WHAT TO DO: Count how many lines in the data hold the word "noticed", and give that number alone.

GIVEN DATA:
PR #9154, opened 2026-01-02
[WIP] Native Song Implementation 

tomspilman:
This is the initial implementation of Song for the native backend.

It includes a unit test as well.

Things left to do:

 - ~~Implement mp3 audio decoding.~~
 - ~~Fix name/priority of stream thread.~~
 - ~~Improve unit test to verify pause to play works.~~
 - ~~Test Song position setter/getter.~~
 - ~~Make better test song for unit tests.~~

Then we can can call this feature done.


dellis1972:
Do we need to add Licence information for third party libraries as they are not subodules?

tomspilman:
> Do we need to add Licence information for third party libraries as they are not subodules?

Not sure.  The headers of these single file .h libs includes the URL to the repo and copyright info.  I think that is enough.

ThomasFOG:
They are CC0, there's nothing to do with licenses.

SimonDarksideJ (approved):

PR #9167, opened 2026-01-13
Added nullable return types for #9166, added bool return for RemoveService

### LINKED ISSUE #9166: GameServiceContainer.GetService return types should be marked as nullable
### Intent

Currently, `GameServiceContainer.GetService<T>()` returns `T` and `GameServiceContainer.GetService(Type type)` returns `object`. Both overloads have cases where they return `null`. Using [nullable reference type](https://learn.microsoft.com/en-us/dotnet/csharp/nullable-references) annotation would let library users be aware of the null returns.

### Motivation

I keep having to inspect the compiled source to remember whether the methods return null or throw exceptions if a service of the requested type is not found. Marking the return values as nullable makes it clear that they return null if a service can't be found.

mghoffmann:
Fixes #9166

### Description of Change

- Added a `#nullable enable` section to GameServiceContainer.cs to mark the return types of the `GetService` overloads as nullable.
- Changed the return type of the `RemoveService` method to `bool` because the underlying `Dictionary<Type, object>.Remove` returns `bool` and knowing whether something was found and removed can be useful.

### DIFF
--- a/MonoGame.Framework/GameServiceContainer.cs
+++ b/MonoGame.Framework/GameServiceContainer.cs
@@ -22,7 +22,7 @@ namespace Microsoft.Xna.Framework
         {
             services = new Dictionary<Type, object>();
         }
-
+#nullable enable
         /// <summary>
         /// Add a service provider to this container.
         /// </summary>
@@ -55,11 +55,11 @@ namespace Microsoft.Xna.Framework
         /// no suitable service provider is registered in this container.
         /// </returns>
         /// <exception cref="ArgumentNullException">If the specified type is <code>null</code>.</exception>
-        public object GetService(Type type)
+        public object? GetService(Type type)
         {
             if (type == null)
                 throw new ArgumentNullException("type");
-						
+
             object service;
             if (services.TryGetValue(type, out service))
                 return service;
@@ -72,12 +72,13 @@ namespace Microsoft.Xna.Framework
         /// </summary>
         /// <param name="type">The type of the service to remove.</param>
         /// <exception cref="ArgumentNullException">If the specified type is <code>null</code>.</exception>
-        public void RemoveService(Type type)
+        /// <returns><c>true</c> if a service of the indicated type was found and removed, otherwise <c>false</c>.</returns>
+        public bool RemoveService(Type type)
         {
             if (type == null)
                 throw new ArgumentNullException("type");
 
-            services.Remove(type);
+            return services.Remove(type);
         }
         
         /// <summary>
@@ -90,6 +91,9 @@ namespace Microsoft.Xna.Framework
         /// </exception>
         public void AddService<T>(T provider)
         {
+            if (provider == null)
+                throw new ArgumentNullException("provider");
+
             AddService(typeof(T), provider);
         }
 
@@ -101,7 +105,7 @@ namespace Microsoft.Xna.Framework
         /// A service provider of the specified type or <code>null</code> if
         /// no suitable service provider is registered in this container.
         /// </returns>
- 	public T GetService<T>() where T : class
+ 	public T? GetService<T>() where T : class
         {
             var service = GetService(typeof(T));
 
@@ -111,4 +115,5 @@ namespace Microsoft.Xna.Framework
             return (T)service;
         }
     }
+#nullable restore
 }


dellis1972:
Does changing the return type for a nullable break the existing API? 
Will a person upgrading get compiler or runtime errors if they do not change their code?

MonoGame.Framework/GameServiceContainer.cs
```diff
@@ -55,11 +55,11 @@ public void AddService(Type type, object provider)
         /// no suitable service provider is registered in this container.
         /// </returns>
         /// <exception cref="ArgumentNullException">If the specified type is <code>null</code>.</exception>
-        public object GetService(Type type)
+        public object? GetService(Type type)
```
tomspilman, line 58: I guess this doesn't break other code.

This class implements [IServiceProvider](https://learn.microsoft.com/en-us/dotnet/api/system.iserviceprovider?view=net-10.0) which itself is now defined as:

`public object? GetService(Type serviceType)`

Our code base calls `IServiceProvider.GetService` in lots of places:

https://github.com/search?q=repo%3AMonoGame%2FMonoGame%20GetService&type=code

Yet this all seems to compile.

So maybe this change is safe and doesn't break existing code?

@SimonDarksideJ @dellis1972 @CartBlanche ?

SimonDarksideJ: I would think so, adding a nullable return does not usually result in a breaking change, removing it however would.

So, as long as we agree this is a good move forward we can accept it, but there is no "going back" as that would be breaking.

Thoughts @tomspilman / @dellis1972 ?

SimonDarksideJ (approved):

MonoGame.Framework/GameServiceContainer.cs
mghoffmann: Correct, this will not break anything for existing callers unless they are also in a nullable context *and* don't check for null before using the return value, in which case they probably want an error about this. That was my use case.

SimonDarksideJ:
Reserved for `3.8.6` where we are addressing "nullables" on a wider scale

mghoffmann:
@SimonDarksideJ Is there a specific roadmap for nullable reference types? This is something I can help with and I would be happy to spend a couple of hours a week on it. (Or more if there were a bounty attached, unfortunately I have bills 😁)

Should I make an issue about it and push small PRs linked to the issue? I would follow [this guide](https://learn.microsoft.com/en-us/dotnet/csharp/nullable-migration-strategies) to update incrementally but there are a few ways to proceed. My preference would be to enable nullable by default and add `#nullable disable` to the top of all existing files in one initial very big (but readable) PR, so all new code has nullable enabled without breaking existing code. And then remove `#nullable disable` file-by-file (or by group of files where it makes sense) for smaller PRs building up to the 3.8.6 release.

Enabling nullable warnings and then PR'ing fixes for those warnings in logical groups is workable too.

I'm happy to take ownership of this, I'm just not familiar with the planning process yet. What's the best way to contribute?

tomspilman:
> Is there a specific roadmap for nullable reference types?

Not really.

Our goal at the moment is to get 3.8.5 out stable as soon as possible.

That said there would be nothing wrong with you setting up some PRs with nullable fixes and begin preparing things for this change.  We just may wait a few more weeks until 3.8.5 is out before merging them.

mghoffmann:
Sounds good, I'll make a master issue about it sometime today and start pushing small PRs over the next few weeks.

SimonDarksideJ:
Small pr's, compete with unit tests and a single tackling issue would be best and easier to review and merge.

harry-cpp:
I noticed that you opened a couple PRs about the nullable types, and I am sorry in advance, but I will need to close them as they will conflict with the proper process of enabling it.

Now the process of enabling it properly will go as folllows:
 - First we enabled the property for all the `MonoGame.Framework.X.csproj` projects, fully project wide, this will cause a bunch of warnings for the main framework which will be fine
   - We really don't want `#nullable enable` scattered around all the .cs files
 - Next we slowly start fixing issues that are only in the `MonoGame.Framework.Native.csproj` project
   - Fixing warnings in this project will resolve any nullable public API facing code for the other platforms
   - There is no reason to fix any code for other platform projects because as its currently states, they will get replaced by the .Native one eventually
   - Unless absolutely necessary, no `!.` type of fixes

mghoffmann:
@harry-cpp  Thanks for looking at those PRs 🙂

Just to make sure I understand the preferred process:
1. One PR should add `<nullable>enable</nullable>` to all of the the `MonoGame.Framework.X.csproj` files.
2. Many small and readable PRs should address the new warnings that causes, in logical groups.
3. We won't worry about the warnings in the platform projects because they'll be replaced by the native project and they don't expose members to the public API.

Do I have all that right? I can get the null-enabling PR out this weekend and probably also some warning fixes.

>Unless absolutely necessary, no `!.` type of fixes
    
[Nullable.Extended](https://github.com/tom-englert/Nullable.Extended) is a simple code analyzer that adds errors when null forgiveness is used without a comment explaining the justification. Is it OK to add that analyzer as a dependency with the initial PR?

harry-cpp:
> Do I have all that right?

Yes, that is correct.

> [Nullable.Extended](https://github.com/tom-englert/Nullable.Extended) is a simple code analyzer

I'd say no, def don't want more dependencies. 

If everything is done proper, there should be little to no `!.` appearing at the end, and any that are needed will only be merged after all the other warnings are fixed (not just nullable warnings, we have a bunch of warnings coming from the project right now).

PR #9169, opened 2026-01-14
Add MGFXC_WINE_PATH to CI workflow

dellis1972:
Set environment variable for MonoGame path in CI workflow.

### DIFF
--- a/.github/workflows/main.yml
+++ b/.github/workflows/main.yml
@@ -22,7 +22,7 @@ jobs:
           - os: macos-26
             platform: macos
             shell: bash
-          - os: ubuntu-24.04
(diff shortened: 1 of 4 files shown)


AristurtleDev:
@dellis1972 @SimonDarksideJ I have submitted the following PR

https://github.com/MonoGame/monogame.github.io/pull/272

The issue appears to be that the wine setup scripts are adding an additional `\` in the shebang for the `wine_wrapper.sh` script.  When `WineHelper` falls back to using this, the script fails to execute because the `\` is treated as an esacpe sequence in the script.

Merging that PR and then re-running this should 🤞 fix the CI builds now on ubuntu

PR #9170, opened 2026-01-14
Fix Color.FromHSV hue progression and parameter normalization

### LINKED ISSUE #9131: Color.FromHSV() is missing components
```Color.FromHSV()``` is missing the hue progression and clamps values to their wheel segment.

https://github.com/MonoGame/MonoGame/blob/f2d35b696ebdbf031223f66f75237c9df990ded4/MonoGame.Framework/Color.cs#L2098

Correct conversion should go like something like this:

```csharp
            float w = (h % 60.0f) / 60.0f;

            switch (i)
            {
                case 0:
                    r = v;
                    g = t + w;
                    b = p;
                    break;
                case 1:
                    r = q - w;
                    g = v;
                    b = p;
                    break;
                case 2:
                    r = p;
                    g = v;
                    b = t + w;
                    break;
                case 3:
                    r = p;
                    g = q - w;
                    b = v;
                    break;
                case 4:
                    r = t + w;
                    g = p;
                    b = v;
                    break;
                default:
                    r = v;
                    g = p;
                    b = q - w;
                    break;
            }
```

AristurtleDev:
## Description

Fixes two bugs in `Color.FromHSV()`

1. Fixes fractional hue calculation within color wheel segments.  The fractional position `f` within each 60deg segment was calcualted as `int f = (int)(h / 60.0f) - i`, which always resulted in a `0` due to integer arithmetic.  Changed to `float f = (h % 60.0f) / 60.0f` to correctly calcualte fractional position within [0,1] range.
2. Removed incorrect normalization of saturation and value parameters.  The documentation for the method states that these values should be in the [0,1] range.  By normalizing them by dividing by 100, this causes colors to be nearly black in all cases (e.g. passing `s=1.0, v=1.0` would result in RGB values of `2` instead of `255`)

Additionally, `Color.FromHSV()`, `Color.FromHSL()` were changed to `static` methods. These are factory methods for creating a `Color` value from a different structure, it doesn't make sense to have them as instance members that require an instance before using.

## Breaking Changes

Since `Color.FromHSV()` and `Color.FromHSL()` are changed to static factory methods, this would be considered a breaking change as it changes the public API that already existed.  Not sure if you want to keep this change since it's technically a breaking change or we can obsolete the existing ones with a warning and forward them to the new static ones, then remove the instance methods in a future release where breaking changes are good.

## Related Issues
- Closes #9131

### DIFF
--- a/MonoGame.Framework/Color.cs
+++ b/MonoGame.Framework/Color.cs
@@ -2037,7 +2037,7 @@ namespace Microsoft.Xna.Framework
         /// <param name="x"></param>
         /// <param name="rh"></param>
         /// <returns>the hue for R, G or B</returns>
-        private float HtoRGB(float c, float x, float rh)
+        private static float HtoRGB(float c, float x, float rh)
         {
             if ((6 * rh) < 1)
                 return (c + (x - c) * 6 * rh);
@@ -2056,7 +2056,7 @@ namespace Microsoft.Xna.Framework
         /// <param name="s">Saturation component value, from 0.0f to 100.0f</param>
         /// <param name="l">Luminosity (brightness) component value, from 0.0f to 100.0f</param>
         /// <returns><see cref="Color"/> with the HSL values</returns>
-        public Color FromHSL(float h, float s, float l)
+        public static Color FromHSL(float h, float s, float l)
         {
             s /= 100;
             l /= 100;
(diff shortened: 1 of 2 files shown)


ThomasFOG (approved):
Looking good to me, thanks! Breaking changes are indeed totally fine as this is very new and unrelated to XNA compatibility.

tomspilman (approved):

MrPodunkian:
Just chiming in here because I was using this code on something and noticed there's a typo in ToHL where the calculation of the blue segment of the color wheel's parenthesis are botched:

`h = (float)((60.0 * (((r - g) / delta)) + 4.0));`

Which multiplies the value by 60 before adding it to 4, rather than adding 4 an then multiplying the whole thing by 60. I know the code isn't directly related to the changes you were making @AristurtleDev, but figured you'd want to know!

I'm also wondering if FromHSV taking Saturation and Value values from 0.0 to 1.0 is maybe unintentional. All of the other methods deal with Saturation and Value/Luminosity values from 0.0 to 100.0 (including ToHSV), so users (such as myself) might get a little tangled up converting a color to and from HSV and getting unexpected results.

SOLUTION FOR THIS EXERCISE: 2